# extract coefficients from products and sums of descending products

I need to extract coefficients of $n$ from some powers, products and sums of descending products and their reciprocals.

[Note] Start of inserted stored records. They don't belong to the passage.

PR #3561, opened 2022-05-26
Add type annotation to _rename attribute

MarcSkovMadsen:
Fixes typing errors when trying to inherit from Panel class with `_rename` attribute.

image

### DIFF
--- a/panel/io/location.py
+++ b/panel/io/location.py
@@ -7,7 +7,7 @@ import json
 import urllib.parse as urlparse
 
 from typing import (
-    TYPE_CHECKING, Any, Callable, Dict, List, Mapping, Optional,
+    TYPE_CHECKING, Any, Callable, ClassVar, Dict, List, Mapping, Optional,
 )
 
 import param
@@ -58,7 +58,7 @@ class Location(Syncable):
         should be set to False""")
 
     # Mapping from parameter name to bokeh model property name
-    _rename: Mapping[str, Union[str, None]] = {"name": None}
+    _rename: ClassVar[Mapping[str, str | None]] = {"name": None}
 
     def __init__(self, **params):
         super().__init__(**params)
--- a/panel/io/location.py
+++ b/panel/io/location.py
@@ -5,10 +5,7 @@ from __future__ import annotations
 
 import json
 import urllib.parse as urlparse
-
-from typing import (
-    TYPE_CHECKING, Any, Callable, Dict, List, Mapping, Optional
-)
+from typing import TYPE_CHECKING, Any, Callable, Dict, List, Mapping, Optional
 
 import param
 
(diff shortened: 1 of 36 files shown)


panel/widgets/tables.py
```diff
@@ -1,29 +1,30 @@
...
-
 from bokeh.models import ColumnDataSource
-from bokeh.models.widgets.tables import (
-    AvgAggregator, CellEditor, CellFormatter, CheckboxEditor,
-    DataCube, DataTable, DateEditor, DateFormatter, GroupingInfo,
-    IntEditor, MaxAggregator, MinAggregator, NumberEditor,
-    NumberFormatter, RowAggregator, StringEditor, StringFormatter,
-    SumAggregator, TableColumn
-)
+from bokeh.models.widgets.tables import (AvgAggregator, CellEditor,
```
MarcSkovMadsen, line 10: I use isort to autosort. This is how it changes the code.

panel/io/location.py
```diff
@@ -58,7 +56,7 @@ class Location(Syncable):
         should be set to False""")
 
     # Mapping from parameter name to bokeh model property name
-    _rename = {"name": None}
+    _rename: Mapping[str, Union[str, None]] = {"name": None}
```
MarcSkovMadsen, line 59: I used `Mapping[str, Union[str, None]]` type annotation instead of  `KeysAndGetItem[str, Union[str, None]]` as it was already used it the Panel code. I am not sure if its the right choice though.

mattpap: I presume `_rename` is a static member. Then the type should be wrapped with `ClassVar` to indicate this (everywhere).

mattpap: `KeysAndGetItem` seems to be an oddly specific type (where does it come from btw.?). `Mapping` is fine in this context, but it really depends on the interface you want to expose. The smaller the surface of the API, the better. One can always expand it, by changing the type to the more specific `Dict[..., ...]`, but not the other way, at least without breaking compatibility.

MarcSkovMadsen: `KeysAndGetItem` was the type reported by mypy as the expected type. It was inferred from the attribute value being a dictionary.

Thanks for mentioning ClassVar. I learned something new there.

philippjfr: Yep, also just learned about ClassVar.

panel/widgets/indicators.py
```diff
@@ -32,7 +35,7 @@
 from ..models import (
     HTML, Progress as _BkProgress, TrendIndicator as _BkTrendIndicator,
 )
-from ..pane.markup import Str
+from ..pane import Str
```
philippjfr, line 38: Looks like `Str` actually needs to be exported in `panel/pane/__init__.py`. Not sure why it's not.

The first 5 terms (in $x$) of the descending product $(x)_y$ are $$ x^y \left (1 - \frac{y(y-1)}{2x} + \frac{y(y-1)(y-2)(3y-1)}{24x^2} - \frac{y^2(y - 1)^2(y - 2)(y - 3)}{48x^3} + \frac{y(y-1)(y-2)(y-3)(y-4)(15y^3-30y^2+5y+2)}{5760x^4}\right) $$ and the first 5 terms of its reciprocal are $$ x^{-y} \left(1 + \frac{y(y-1)}{2x} + \frac{y(y-1)(y+1)(3y-2)}{24x^2} + \frac{y^2(y-1)^2(y+1)(y+2)}{48x^3} + \frac{y(y-1)(y+1)(y+2)(y+3)(15y^3-15y^2-10y+8)}{5760x^4}\right) $$

I need to extract the coefficients of various powers of $n$ in expressions like

$$ \frac{(l(v-1)-1)(v-1)l(l)_t}{(n-1)_{t+1}} - \left(\frac{(l(v-1)-1)(v-1)l(l)_t}{(n-1)_{t+1}}\right)^2 + \frac{n(v-1)l(l)_{2t}(l(v-1)-1)^2(l(v-1)-2)}{(n)_{2t+3}} $$ where $l = n/v$ and $n$, $t$ and $v$ are symbolic variables.

To encapsulate these descending products and their powers I wrote

```
def desc_prod(x,y):
t0 = 1
t1 = - y*(y-1)/(2*x)
t2 = (y*(y-1)*(y-2)*(3*y-1))/(24*x^2)
t3 = -(y^2*(y-1)^2*(y-2)*(y-3))/(48*x^3)
t4 = y*(y-1)*(y-2)*(y-3)*(y-4)*(15*y^3-30*y^2 + 5*y + 2)/(5760*x^4)
return (x^y)*(t0 + t1 + t2 + t3 + t4 )
def desc_prod_recip(x,y):
t0 = 1
t1 = y*(y-1)/(2*x)
t2 = (y*(y+1)*(y-1)*(3*y-2))/(24*x^2)
t3 = (y^2*(y-1)^2*(y+1)*(y+2))/(48*x^3)
t4 = y*(y-1)*(y+1)*(y+2)*(y+3)*(15*y^3-15*y^2-10*y+8)/(5760*x^4)
return (x^(-y))*(t0 + t1 + t2 + t3 + t4)
def desc_prod_power(x,y,e):
t0 = 1
t1 = - y*(y-1)/(2*x)
t2 = (y*(y-1)*(y-2)*(3*y-1))/(24*x^2)
t3 = -(y^2*(y-1)^2*(y-2)*(y-3))/(48*x^3)
t4 = y*(y-1)*(y-2)*(y-3)*(y-4)*(15*y^3-30*y^2 + 5*y + 2)/(5760*x^4)
return (x^(y*e))*(1 + multinomial(e-1,1)*t1 + multinomial(e-2,2)*t1^2 + multinomial(e-1,1)*t2 + multinomial(e-3,3)*t1^3 + multinomial(e-2,1,1)*t1*t2 + multinomial(e-4,4)*t1^4 + multinomial(e-2,2)*t2^2 + multinomial(e-3,2,1)*t1^2*t2 + multinomial(e-2,1,1)*t1*t3 + multinomial(e-1,1)*t4 )
def desc_prod_recip_power(x,y,e):
t0 = 1
t1 = y*(y-1)/(2*x)
t2 = (y*(y+1)*(y-1)*(3*y-2))/(24*x^2)
t3 = (y^2*(y-1)^2*(y+1)*(y+2))/(48*x^3)
t4 = y*(y-1)*(y+1)*(y+2)*(y+3)*(15*y^3-15*y^2-10*y+8)/(5760*x^4)
return (x^(-y*e))*(1 + multinomial(e-1,1)*t1 + multinomial(e-2,2)*t1^2 + multinomial(e-1,1)*t2 + multinomial(e-3,3)*t1^3 + multinomial(e-2,1,1)*t1*t2 + multinomial(e-4,4)*t1^4 + multinomial(e-2,2)*t2^2 + multinomial(e-3,2,1)*t1^2*t2 + multinomial(e-2,1,1)*t1*t3 + multinomial(e-1,1)*t4 )
```

but sagemath does not correctly compute the coefficients in $n$. In an attempt to figure this out I asked a question here about computing coefficients of $n$ correctly and you can see there a very simple instance of sagemath failing to compute the coefficient. In my question I tried to give the simplest situation, where I do not have powers, products nor sums of my descnding products and their reciprocals, but just enough to showcase the behaviour of sage that is getting me stuck. In his answer @dan_fulea suggests that I need to approach my problem differently. Can anyone please give me some advice about the best way to compute the coefficients of any given power of $n$ in expressions like mine.